# American Kenpo Testing/Showcase



## Seabrook (Oct 30, 2006)

I just wanted to take the time to mention a martial arts event that I hosted yesterday in London, Ontario. Scott Southwell, whom many of you know, was promoted to 1st Degree Black Belt, and Matt Trejo was promoted to 2nd Degree Black Belt. I also had a student (Alexa) test and be promoted to Junior Black Belt. All American Kenpo forms and sets up to and including Long Form 5 were performed. Matt and Scott also performed 25 separate self-defense techniques at street speed on each other. They all fought each other in continuous fighting, and both had to fight me as well. I pushed them hard (including Alexa) and they all responded well and did an outstanding job.


Since all of them had already gone through all of their forms, sets, and techniques with me a zillion times, I made this event one that would help showcase their skills, and more importantly, the great art that we teach. 


As part of the event, I also brought in some "hand-picked" martial artists to perform and represent other styles of martial arts. One of them was Kyoshi Christopher DiLiberto, an 8th Degree Black Belt in Okinawan Gojo-Ryu Karate-jutsu and 8th Degree Black Belt in Okinawan Kobo-jutsu from Ancaster, Ontario. Mr. DiLiberto has been training in the martial arts since 1966 and performed the samurai sword, the jo, a form with chopsticks, and a white crane empty hand form. It is fair to say that people were awestruck. Besides his obvious passion and humility, Christopher DiLiberto is, in my opinion, one of the best martial artists on the globe. Heather Grandy, a junior black belt in Shorinji-Ryu Karate and now training at my school in American Kenpo, rocked the crowd with her staff (bo) forms, as did Silvio Scarcella with his staff form and Long Form 6 that I had taught him about one year ago. I promoted Heather Grandy to the rank of Purple Belt in front of everyone. She was so happy. Heather Phillips, a 5th Degree Black Belt in Kenpo Karate, also performed an awesome Long Form 6, saber form, and her personal double tonfa form. 

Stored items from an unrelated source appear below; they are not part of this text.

PR #5530, opened 2023-02-01
feat: clear saved newly detected tokens on upgrade

lukicenturi:
Closes #(issue_number)

## Checklist

- [x]  clear saved newly detected tokens on upgrade
- [x] message dialog can now be closed with "Esc" or "Enter", for better UX
- [x] For merge dialog, I change the source asset to use text-field instead, at least from the docs https://rotki.readthedocs.io/en/latest/usage_guide.html#merging-two-assets, it support unknown identifier.

### DIFF
--- a/frontend/app/src/components/account-management/upgrade/UpgradeProgressDisplay.vue
+++ b/frontend/app/src/components/account-management/upgrade/UpgradeProgressDisplay.vue
@@ -3,6 +3,7 @@ import { type ComputedRef } from 'vue';
 import { type CurrentDbUpgradeProgress } from '@/types/login';
 import { useSessionAuthStore } from '@/store/session/auth';
 import DbActivityProgress from '@/components/account-management/upgrade/DbActivityProgress.vue';
+import { useNewlyDetectedTokens } from '@/composables/assets/newly-detected-tokens';
 
 const { dbUpgradeStatus, dataMigrationStatus } = storeToRefs(
   useSessionAuthStore()
@@ -51,6 +52,14 @@ const dataMigrationStatusData: ComputedRef<CurrentDbUpgradeProgress | null> =
       description: description || ''
     };
   });
+
+const { clearInternalTokens } = useNewlyDetectedTokens();
+
+onMounted(() => {
+  if (get(dbUpgradeStatus)) {
+    clearInternalTokens();
+  }
+});
 </script>
 
 <template>
--- a/frontend/app/src/components/asset-manager/MergeDialog.vue
+++ b/frontend/app/src/components/asset-manager/MergeDialog.vue
@@ -113,14 +113,16 @@ const v$ = useVuelidate(
       <div v-if="done">{{ t('merge_dialog.done') }}</div>
 
       <v-form v-else :value="!v$.$invalid">
-        <asset-select
+        <!-- We use `v-text-field` here instead `asset-select` -->
+        <!-- because the source can be filled with unknown identifier -->
+        <v-text-field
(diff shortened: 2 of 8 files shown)


frontend/app/src/components/asset-manager/MergeDialog.vue
```diff
@@ -113,14 +113,14 @@ const v$ = useVuelidate(
       <div v-if="done">{{ t('merge_dialog.done') }}</div>
 
       <v-form v-else :value="!v$.$invalid">
-        <asset-select
+        <v-text-field
```
kelsos, line 116: When we did the change I was pretty sure that we had a reason for this 😄 
Thanks for confirming. 

Can you add a comment above it so that we don't accidentally remove it in the future?

frontend/app/src/components/status/update/AssetUpdateMessage.vue
```diff
@@ -16,6 +16,7 @@ const emit = defineEmits<{
 const { versions } = toRefs(props);
 
 const partial: Ref<boolean> = ref(false);
+const maxToVersion: Ref<number> = ref(0);
```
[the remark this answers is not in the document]
lukicenturi: I found bug before, if you can upgrade from v 14 to 16.
And you activate the partial, set lowest version possible (14), and then disabled the partial
If I press update, it should upgrade to the default version (to the max / 16), but instead the value used is 14 (the partial value, which shouldn't be used because it's been disabled)

So what I do is, if we disable the partial, I set it back to the default version

frontend/app/src/components/account-management/upgrade/UpgradeProgressDisplay.vue
```diff
@@ -51,6 +52,12 @@ const dataMigrationStatusData: ComputedRef<CurrentDbUpgradeProgress | null> =
       description: description || ''
     };
   });
+
+const { clearInternalTokens } = useNewlyDetectedTokens();
+
+onBeforeMount(() => {
+  clearInternalTokens();
```
kelsos, line 59: since this, if before mount we can't check for dbUpgradeStatus, really.

Lefteris mentioned that this should not happen if it's only data migration

lukicenturi: so this is only happens if `dbUpgradeProgressData` is not null?

frontend/app/src/components/status/update/AssetUpdateMessage.vue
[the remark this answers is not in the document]
kelsos: Can't we just update the upToVersion to the remote version?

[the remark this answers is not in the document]
lukicenturi: oh yeah, just realize I can do that too, will update it

frontend/app/src/components/account-management/upgrade/UpgradeProgressDisplay.vue
kelsos: yes exactly

lukicenturi: updated

frontend/app/src/components/status/update/AssetUpdateMessage.vue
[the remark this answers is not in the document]
lukicenturi: updated

kelsos (approved):
lgtm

I also performed 25 techniques from the American Kenpo system, and was honored to receive (much to my surprise) an award for my passion and commitment to American Kenpo Karate, as well as an appreciation award from the Dai Nippon Butoku Kai Rensei TaiKai, given to me my Kyoshi DiLiberto. 


A big thank you to everyone who came out, and an even bigger congratulations to Scott and Matt.


Jamie Seabrook
www.seabrook.gotkenpo.com


----------



## MJS (Oct 30, 2006)

Sounds like a great time and congrats to Scott and Matt! 

Mike


----------



## jfarnsworth (Oct 31, 2006)

Congratulations to all.


----------



## HKphooey (Oct 31, 2006)

Congrats to all!


----------



## IWishToLearn (Nov 22, 2006)

Congrats all around.


----------